Stored data:
+++++

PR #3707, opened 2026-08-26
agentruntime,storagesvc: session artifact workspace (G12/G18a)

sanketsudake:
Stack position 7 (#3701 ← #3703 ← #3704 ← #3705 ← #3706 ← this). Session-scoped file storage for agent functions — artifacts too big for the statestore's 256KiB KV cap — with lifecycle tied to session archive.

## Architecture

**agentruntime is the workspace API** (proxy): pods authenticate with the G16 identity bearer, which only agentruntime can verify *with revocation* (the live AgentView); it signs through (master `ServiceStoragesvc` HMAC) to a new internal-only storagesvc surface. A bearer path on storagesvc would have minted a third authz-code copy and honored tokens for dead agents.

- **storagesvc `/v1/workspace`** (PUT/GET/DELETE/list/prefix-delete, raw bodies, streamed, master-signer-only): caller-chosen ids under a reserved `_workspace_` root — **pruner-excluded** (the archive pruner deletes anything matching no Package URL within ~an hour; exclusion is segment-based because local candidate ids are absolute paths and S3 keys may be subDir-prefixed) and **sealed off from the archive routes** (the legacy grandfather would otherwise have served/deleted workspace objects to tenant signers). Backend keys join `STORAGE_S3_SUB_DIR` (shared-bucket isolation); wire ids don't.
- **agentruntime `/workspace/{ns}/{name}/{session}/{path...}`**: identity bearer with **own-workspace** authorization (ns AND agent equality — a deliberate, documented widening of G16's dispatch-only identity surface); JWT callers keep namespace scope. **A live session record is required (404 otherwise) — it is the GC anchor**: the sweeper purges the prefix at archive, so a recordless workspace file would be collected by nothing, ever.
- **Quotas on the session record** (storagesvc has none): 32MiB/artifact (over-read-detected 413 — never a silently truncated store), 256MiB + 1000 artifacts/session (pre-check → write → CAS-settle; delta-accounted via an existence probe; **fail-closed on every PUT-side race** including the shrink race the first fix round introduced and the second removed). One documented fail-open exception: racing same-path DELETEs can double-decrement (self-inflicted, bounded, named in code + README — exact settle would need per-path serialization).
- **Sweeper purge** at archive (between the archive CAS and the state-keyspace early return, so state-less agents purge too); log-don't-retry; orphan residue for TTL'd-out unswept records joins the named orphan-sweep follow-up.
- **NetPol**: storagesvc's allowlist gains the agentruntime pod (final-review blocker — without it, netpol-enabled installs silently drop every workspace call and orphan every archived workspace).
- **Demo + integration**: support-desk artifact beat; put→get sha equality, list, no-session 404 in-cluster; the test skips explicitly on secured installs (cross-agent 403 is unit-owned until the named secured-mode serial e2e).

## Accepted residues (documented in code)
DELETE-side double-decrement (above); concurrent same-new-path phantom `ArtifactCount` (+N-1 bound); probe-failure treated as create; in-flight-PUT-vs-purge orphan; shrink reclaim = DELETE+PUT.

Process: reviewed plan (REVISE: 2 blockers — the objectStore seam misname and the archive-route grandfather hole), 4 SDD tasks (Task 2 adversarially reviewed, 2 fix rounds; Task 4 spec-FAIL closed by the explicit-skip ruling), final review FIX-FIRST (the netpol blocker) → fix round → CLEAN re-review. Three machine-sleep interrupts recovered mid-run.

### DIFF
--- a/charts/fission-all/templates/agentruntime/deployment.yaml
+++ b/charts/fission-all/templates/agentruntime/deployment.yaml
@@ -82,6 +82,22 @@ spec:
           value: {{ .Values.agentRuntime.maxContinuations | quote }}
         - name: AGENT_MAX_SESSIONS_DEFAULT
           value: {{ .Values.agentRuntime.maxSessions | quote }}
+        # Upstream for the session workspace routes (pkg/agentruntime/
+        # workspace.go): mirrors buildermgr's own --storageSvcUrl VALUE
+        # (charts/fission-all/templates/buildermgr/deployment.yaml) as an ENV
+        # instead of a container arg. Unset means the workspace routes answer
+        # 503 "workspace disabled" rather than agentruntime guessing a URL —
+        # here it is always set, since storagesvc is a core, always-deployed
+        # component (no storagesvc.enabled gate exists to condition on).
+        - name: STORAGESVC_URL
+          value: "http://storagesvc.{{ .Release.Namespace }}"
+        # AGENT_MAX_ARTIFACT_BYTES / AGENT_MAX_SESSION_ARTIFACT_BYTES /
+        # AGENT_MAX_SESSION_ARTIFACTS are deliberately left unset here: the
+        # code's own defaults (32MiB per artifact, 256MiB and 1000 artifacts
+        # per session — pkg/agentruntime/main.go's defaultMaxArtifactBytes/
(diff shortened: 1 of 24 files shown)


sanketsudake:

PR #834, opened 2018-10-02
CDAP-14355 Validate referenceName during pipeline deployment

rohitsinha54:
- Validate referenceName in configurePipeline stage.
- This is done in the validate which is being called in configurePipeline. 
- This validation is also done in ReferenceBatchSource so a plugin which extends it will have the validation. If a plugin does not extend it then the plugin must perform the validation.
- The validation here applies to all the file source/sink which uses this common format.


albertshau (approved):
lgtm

+++++

Identify each line in the records above containing the word "templates"; copy those lines.

--- a/charts/fission-all/templates/agentruntime/deployment.yaml
+++ b/charts/fission-all/templates/agentruntime/deployment.yaml
+        # (charts/fission-all/templates/buildermgr/deployment.yaml) as an ENV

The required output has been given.